Und "i7 etc. vorhanden" heißt nicht das dein System gut ist.


----------



## Chakalaker (15. Oktober 2010)

Aber i7 steht da als empfohlen & den Rest erfülle ich auch._.


----------



## Falathrim (15. Oktober 2010)

Das übliche..
Systemkonfiguration posten
Hast du die Installation als Admin ausgeführt? 
Etwaige Hotfixes auf der offiziellen Website übersehen?


----------



## Chakalaker (16. Oktober 2010)

So Problem gelöst laut can i run it, läuft es bei mir einwandfrei...^^
Ich gebs jetzt einfach zurück und hol's mir für die 360 =)


----------



## TheEwanie (16. Oktober 2010)

Nein! Guckst du hier! http://www.youtube.com/user/GermanLetsPlay#p/u/16/jjEPErVxn8A


----------



## Chakalaker (16. Oktober 2010)

Ouh danke 
Hat sich aber schon erledigt^.^


----------



## Valinar (16. Oktober 2010)

Es gibt Menschen die dafür Geld ausgeben?
Naja aber man muss anerkennen das es weniger Bugs als Gothic 3 hat...aber sonst kann man es trotzdem in Tonne werfen.


----------



## Berserkerkitten (16. Oktober 2010)

Valinar schrieb:


> Es gibt Menschen die dafür Geld ausgeben?
> Naja aber man muss anerkennen das es weniger Bugs als Gothic 3 hat...aber sonst kann man es trotzdem in Tonne werfen.
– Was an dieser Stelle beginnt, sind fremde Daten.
PR #1347, opened 2022-11-17
1111 clean name bug

### LINKED ISSUE #1111: Don't replace : with - in docker SPDX namespaces
In https://github.com/anchore/syft/pull/649, https://github.com/anchore/syft/blob/main/internal/formats/common/spdxhelpers/document_name.go#L26 was introduced which replaces `:` with `-` in namespaces. This impacts the output name of docker SPDX.
Ideally these docker names like `IMAGE[:TAG|@DIGEST]` would be the same as outputted by syft.

**Why is this needed**:
We are having to manually parse this on ingestion time, back to : so we can correlate docker images with their syft scans.

spiffcs:
## Summary 
Closes #1111

Cleaning the document name was aggressively changing the user inputs to not match users expectations. This PR removes this function from the name generation process as there are currently no designations as to what is vs isn't a valid name:
https://spdx.github.io/spdx-spec/v2.3/document-creation-information/#64-document-name-field

This reverts a previous change that was intended only to sanitize name-spacing URL in the specification.

Tests have been confirmed via snapshot that no namespace changes are affected as of this PR


kzantow (approved):
LGTM -- sorry for giving you a handful of conflicts!

PR #1348, opened 2022-11-18
fix: spdx java checksum correctness

spiffcs:
## Summary
SPDX expects a `ToUpper` checksum algorithm for all package syntax. Previously java would not behave this way and returned `sha1` lowercase causing downstream consumer issues.

- add ToUpper for java packages being converted
- add additional coverage for Golang and niche test cases
- add decoder smoke test with the future notes for developers on e2e conversion coverage


kzantow (approved):
🎉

*hüstel* Selbst Disney's "A bug's life" hat weniger Bugs als Gothic 3...


----------



## Tikume (16. Oktober 2010)

Chakalaker schrieb:


> Ich gebs jetzt einfach zurück und hol's mir für die 360 =)



Das ist so als würdest Du Dir ein Auto von Hersteller X kaufen, feststellen dass die Bremsen nicht gehn, knapp überleben und dann zurückdackeln und sagen: Hey ich will das gegen nen LKW von Ihnen tauschen!


----------



## Kizna (16. Oktober 2010)

Valinar schrieb:


> Es gibt Menschen die dafür Geld ausgeben?
> Naja aber man muss anerkennen das es weniger Bugs als Gothic 3 hat...aber sonst kann man es trotzdem in Tonne werfen.
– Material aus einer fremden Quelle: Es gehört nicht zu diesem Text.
PR #1361, opened 2022-11-22
fix: return unicode version only letter/num

### LINKED ISSUE #1360: Python cataloging fails to remove some non-version characters from version string
1. Create a `requirements.txt` with the following content:

   ```ini
   argh==0.26.2 \
     --hash=sha256:a9b3aaa1904eeb78e32394cd46c6f37ac0fb4af6dc488daa58971bdc7d7fcaf3 \
     --hash=sha256:e9535b8c84dc9571a48999094fda7f33e63c3f1b74f3e5f3ac0105a58405bb65
   ```

2. Run `syft requirements.txt`. Note the version is `0.26.2 \`, where it should be `0.26.2`

`syft version` output:

```
$ syft version
Application:        syft
Version:            0.62.0
JsonSchemaVersion:  6.0.0
BuildDate:          2022-11-18T19:09:50Z
GitCommit:          da4b2df57640e03f273a2e7e9b04eca40555e139
GitDescription:     v0.62.0
Platform:           darwin/amd64
GoVersion:          go1.18.7
Compiler:           gc
```

spiffcs:
## Summary
Closes #1360 - Trim space fails to cut the end of a string given a blocking `\`

This fix updates the string parser function to only return strings with valid Unicode letter/number.

cc @robcresswell 

### DIFF
--- a/syft/pkg/cataloger/python/parse_requirements.go
+++ b/syft/pkg/cataloger/python/parse_requirements.go
@@ -4,6 +4,7 @@ import (
 	"bufio"
 	"fmt"
 	"strings"
+	"unicode"
 
 	"github.com/anchore/syft/internal/log"
 	"github.com/anchore/syft/syft/artifact"
@@ -48,7 +49,9 @@ func parseRequirementsTxt(_ source.FileResolver, _ *generic.Environment, reader 
 			continue
 		}
 		name := strings.TrimSpace(parts[0])
-		version := strings.TrimSpace(parts[1])
+		version := strings.TrimFunc(parts[1], func(r rune) bool {
+			return !unicode.IsLetter(r) && !unicode.IsNumber(r)
+		})
 		packages = append(packages, newPackageForIndex(name, version, reader.Location))
 	}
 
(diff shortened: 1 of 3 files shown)


kzantow:
@spiffcs yeah, exactly -- I'm mostly wondering if _all_ `requirements.txt` will have this exact split or some _might_ put them on a single line, so if we pre-processed the continued lines, in this case as you say to:
```
argh==0.26.2 --hash=sha256:a9b3aaa1904eeb78e32394cd46c6f37ac0fb4af6dc488daa58971bdc7d7fcaf3 --hash=sha256:e9535b8c84dc9571a48999094fda7f33e63c3f1b74f3e5f3ac0105a58405bb65
```
And then extracted the version, this _may_ make processing more consistent for other cases.

I'm fine with the change as is, though, especially if this suggestion would make it a significantly larger change (e.g. we're always looking for version at the end of a line and now we need to do other stuff).

spiffcs:
I added a case to cover the negative here:
`if a string exists where the line continuation is not used we are still able to select the version`

I'm going to read more about `requirements.txt` to understand the edge cases of what else could be affected if we remove `\\\n` and flatten the continuations. I want to be sure if we go that route that we handle other common line constructs correctly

Lass mich raten, du hast zwei bis drei Beiträge gelesen und daraus deine Meinung gebildet?

Gothic 4 ist ein grundsolides Spiel. Das einzige Problem ist der Name Gothic, denn bis auf die Spielwelt,  hat es mit dem ursprünglichen Gothic wenig zu tun. Hätten es die Hersteller nur "Arcania" gennant, dann hätte es auch bessere Bewertungen gekriegt.


----------



## TrollJumper (16. Oktober 2010)

Kizna schrieb:


> Lass mich raten, du hast zwei bis drei Beiträge gelesen und daraus deine Meinung gebildet?
> 
> Gothic 4 ist ein grundsolides Spiel. Das einzige Problem ist der Name Gothic, denn bis auf die Spielwelt, hat es mit dem ursprünglichen Gothic wenig zu tun. Hätten es die Hersteller nur "Arcania" gennant, dann hätte es auch bessere Bewertungen gekriegt.
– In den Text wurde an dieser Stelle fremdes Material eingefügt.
PR #1365, opened 2022-11-27
Fix parsing of apk databases with large entries

### LINKED ISSUE #1354: Syft finds no apks for some images with apks

```shell
syft -q registry:cgr.dev/chainguard/sdk@sha256:871b75ddd7b91a29ea0ed8695e271f59056c21af6a2f937f9224e81d6030dbec | grep 'apk\s'
```

**What happened**:

No `apk` type packages are found by Syft for this image.

Since the image's `/lib/apk/db/installed` does contain several package entries, Syft should have reported those packages.

I did a small amount of debugging. It seems like Syft does find the `installed` db and starts to find packages, but then hits a scanner error (`ErrTooLong`) and so it returns a `nil` slice of packages.

Package entries in the apk db can be pretty large. I think Syft's current parsing approach isn't able to handle these larger entries, because the entry's byte count exceeds the scanner's buffer size.

This may be solvable by increasing the size of the buffer, but it may be better to try an approach that doesn't require the scanner to hold an entire package entry in the buffer at once. I haven't thought through this idea, but would be happy to chat through it on this issue if that helps!

luhring:
This PR is a suggested solution to #1354. An alternative implementation could have been to increase the scanner buffer size even further, but the chosen implementation avoids the need to find a perfect buffer size since whole entries no longer need to fit within the buffer. Consequently, it also removes the custom configuration applied to the scanner.

This PR also updates existing tests that were testing `parseApkDBEntry` to test `parseApkDB` instead, since `parseApkDBEntry` no longer exists in the suggested implementation.

**Caveat:** The test fixture used to demonstrate the failure and prove the fix is `syft/pkg/cataloger/apkdb/test-fixtures/very-large-entries`. This is the APK installed DB taken from the image where the failure was first noticed. **This file is large (~4.6 MB)!** Let me know if you think it makes sense to approach this test in a different way.

Closes #1354

### DIFF
--- a/syft/pkg/cataloger/apkdb/parse_apk_db.go
+++ b/syft/pkg/cataloger/apkdb/parse_apk_db.go
@@ -3,12 +3,9 @@ package apkdb
 import (
 	"bufio"
 	"fmt"
-	"io"
 	"path"
 	"strconv"
 	"strings"
-
-	"github.com/mitchellh/mapstructure"
 
 	"github.com/anchore/syft/internal/log"
 	"github.com/anchore/syft/syft/artifact"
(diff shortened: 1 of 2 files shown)


syft/pkg/cataloger/apkdb/parse_apk_db.go
```diff
@@ -22,157 +19,266 @@ import (
...
-	var entry pkg.ApkMetadata
-	pkgFields := make(map[string]interface{})
+func (f apkField) apply(p *pkg.ApkMetadata, ctx *apkFileParsingContext) {
+	switch f.name {
+	// APKINDEX field parsing
 
-	// We want sane defaults for collections, i.e. an empty array instead of null.
-	pkgFields["D"] = []string{}
-	pkgFields["p"] = []string{}
-	files := make([]pkg.ApkFileRecord, 0)
```
spiffcs, line 82: These are now defaulted in `parseListValue`

syft/pkg/cataloger/apkdb/parse_apk_db.go
```diff
@@ -22,157 +19,266 @@ import (
...
+		// save updated file
+		ctx.files[i] = latest
+	case "Z":
+		i := ctx.indexOfLatestRegularFile
+		latest := ctx.files[i]
+		latest.Digest = processChecksum(f.value)
+
+		// save updated file
+		ctx.files[i] = latest
+	}
```
spiffcs, line 224: Do we want to add a default case here to indicate if f.name is unknown or is that overkill?

spiffcs (commented):
small nit on reading `entryParsingInProgress`

Thank you for the updated parsing logic for `apply` - it's pretty easy to follow how the metadata is built over time and then reset for a new entry.

Thanks also for making sure everything that could be nil is guarded with empty values.

I think I'm happy to merge this and then maybe follow up by lifting the `large` case to the integration level. If you have an image in mind that this is currently failing against that we should add a regression case against that's probably the ideal image.

spiffcs:
cc @anchore/tools for a second review since the parsing logic has changed in more instances than just parsing larger DB entries

syft/pkg/cataloger/apkdb/parse_apk_db.go
```diff
@@ -22,157 +19,266 @@ import (
...
+		apks = append(apks, p)
+	}
+
+	for scanner.Scan() {
+		line := scanner.Text()
+
+		if line == "" {
+			// i.e. apk entry separator
+
+			if entryParsingInProgress {
```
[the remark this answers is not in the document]
luhring: >"If entry parsing In Progress (true)" then the entry is complete and we append?

Yes (almost) — "If entry parsing has been in progress AND we've now encountered an empty line, then call the entry complete _NOW_".

We don't know that parsing has completed for a given package entry until we enter the conditional branch on line 57, where the conditions on both line 53 and line 56 are evaluated to `true`.

The idea here is that each successive line of the file has a field that's applied to the **_same_** package entry unless the entry has been completely parsed, i.e. an empty line has been found. And only in that case would we start applying data to a _new_ package entry (if there's more package data left in the file).

The `if` check on line 56 there is needed because if we encounter an empty line, but we hadn't been working on an entry, we **shouldn't** add anything to the package collection.

Very unopinionated on the variable name, so if you have something that makes more sense here, I can go ahead and update it!

syft/pkg/cataloger/apkdb/parse_apk_db.go
luhring: Yeah good catch, there's a bit of overlap here. Maybe I should adjust `parseListValue` to return `nil` for an empty list, and leave the nil-to-empty-slice conversion in `nilFieldsToEmptySlice`, since only the latter is handling an empty `files` list currently... 🤔 

Also, **question** (that maybe I knew the answer to at one point?):

Why is it necessary to use empty slices (e.g. `[]string{}` instead of `nil`) here in the parsing logic? I know sometimes we've wanted to ensure JSON output uses `[]` instead of `null`, but that's more of a presentation concern, and I'm not remembering other reasons why this is important...

syft/pkg/cataloger/apkdb/parse_apk_db.go
luhring: We can! Is an extra/unknown field something we'd want to warn users about? (And if so, why? Just curious)

luhring:
> Thank you for the updated parsing logic for `apply` - it's pretty easy to follow how the metadata is built over time and then reset for a new entry.

Thanks! ❤️ 

> I think I'm happy to merge this and then maybe follow up by lifting the large case to the integration level. If you have an image in mind that this is currently failing against that we should add a regression case against that's probably the ideal image.

I put one in the linked issue (#1354), we could use that?

syft/pkg/cataloger/apkdb/parse_apk_db.go
spiffcs: Ahh sorry - I added this comment for myself to track where this had been moved to keep track of the diff. 

I have no opinion either way on the overlap `nilFieldsToEmptySlice` and `parseListValue` and defer to you where the default of `[]string{}` should live.

The presentation concern is valid, but I was not around when this was initially written. Another concern could be guarding against any kind of exceptions that may occur downstream for any functions that access these fields after assembly.

syft/pkg/cataloger/apkdb/parse_apk_db.go
spiffcs: You might have more context on the why - How often if at all do new field names get added or removed here? 

If it's super stable and no additional information will be added in the future then it's probably not worth the default case. 

The why from my side is the proactive => "Hey! This new type of entry has been added and syft doesn't handle it" kind of message.

luhring: I gotcha, yeah.

AFAIK the format of the installed DB is very stable. I believe most of the current efforts on `apk` itself are focused on the upcoming _apkv3_, which has an entirely new encoding of this data altogether. The single letter field thing (e.g. `P:`, `Z:`, etc.) is an _apkv2_ thing (not v3) — so while the apkv2 format itself is probably not going to change, eventually apkv2 will probably be phased out. And when apkv3 is eventually rolled out, Syft will need an entirely new parser in order to support it.

So based on your thoughts, I'd suggest not handling extra fields explicitly right now, since I don't think that's very likely to happen?

syft/pkg/cataloger/apkdb/parse_apk_db.go
luhring: Adjusted for the overlap in f9cf2fcd.

The "why `[]string{}`?" question can be a lingering curiosity of mine 😄  — not needed for this PR in particular

spiffcs (approved):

So ist es. Wie würdest du reagieren, wenn du im Restaurant Rinderfilet bestellst, aber nun Schweineohren bekommst die "Rinderfilet" heißen?
Du wärst bestimmt ziemlich angepisst und das war ich auch als ich es von einem Kumpel bekommen hab.


----------



## Kizna (16. Oktober 2010)

Wenn schon würde ich von Schweinefillet und Schweineohren sprechen, denn Gothic ist es immer noch, nur halt anders. Ich denke das Problem ist ganz einfach, dass keiner der neuen Gothic-Teile mehr an den alten Charm des Ersten und Zweiten rankommen kann. Das haben die Macher gewusst und es eben umgestaltet. Ob es nun gut oder schelcht ist, muss jeder für sich selbst herausfinden. Nur die ganze Schlechtmacherei trieft halt einfach nicht zu, denn wir haben hier immer noch ein gutes Spiel.


----------



## BlizzLord (16. Oktober 2010)

So sind Menschen nunmal. 
Das Spiel nicht gekauft aber trotzdem rummotzen.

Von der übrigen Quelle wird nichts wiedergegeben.